OppFi signaled accelerating growth for SalaryTap and the OppFi Card. Earlier this month, OPFI announced its credit facility for SalaryTap increased 80% to $45 million and its $75 million credit facility for the OppFi Card was amended to support the product’s expansion, including permitting the pledging of receivables.
Introduce New Product Categories
OppFi’s longer-term growth strategy is to leverage its digitally-enabled lending platform to scale-up its financial services offerings for the underbanked everyday consumer. The OPFI strategic goal is to become the “SoFi” for this underserved consumer segment. By offering new products, OPFI can increase its average customer lifetime value by retaining customers as they improve their credit rating.
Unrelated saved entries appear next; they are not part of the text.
PR #37, opened 2019-09-10
Retry on ConnectionResetError

wjt:
In the past month, this job has failed 7 times. 5 of those were
legitimate failures (the Unity Hub URL broke) and 2 were
ConnectionResetError while reading the Spotify .deb.

It's not great that repository-origin.spotify.com intermittently fails,
but there's nothing we can do about it here.

Make 3 attempts to fetch files, with a 2-second sleep between attempts,
before failing. Use the 'tenacity' library
<https://tenacity.readthedocs.io/> rather than writing the retry loop by
hand.

I also cleaned up some style nits.

### DIFF
--- a/Dockerfile
+++ b/Dockerfile
@@ -10,6 +10,7 @@ RUN apt-get update \
       python3-gi \
       python3-github \
       python3-ruamel.yaml \
+      python3-tenacity \
   && apt-get clean \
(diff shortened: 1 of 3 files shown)


andrunko (approved):
lgtm

PR #40, opened 2019-10-21
Clean up imports in tests

wjt:
General cleanup so that the test suite can be run with:

```
python3 -m unittest discover
```

without fiddling with import paths, etc.


andrunko (approved):
LGTM and seems to work fine with local tests.

PR #43, opened 2019-11-13
Add "canonicalize-manifest"  tool

wjt:
This was requested by @hadess at https://github.com/flathub/com.adobe.Flash-Player-Projector/pull/28#issuecomment-553338831 as a way to reformat the JSON/YAML ahead of time so that PRs from this tool are clearer. I guess there is an argument that the tool should produce 2 separate commits, one with any reformatting but no semantic changes, and another with just the actual changes, but this is easier for now.

While I was here, I chucked in a patch that's been lying around in my tree for a few weeks, and some additional debug output from htmlchecker.

### DIFF
--- a/canonicalize-manifest
+++ b/canonicalize-manifest
@@ -1,0 +1,39 @@
+#!/usr/bin/env python3
+#
+# canonicalize-manifest: Reformat a manifest to match the output of the full checker.
+#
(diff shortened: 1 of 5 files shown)


hadess:
Looks good to me.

We think the most logical next product for OppFi to introduce is a “buy now, pay later” product. Katapult (KPLT), with its lease-to-own model, is currently one of the subprime leaders in this category, however we think that OPFI could easily enter this space, perhaps even with a different operating model, to leverage its customer database to quickly build market share. Longer-term, we expect OPFI to enter mortgage lending, auto lending, mobile banking, and investment platform categories. Since many subprime consumers lack access to traditional bank accounts, we suggest mobile banking would likely be the most lucrative category after point of sale lending. By launching mobile banking and investment platforms, OppFi would also make progress on its mission to help everyday consumers to save and build wealth.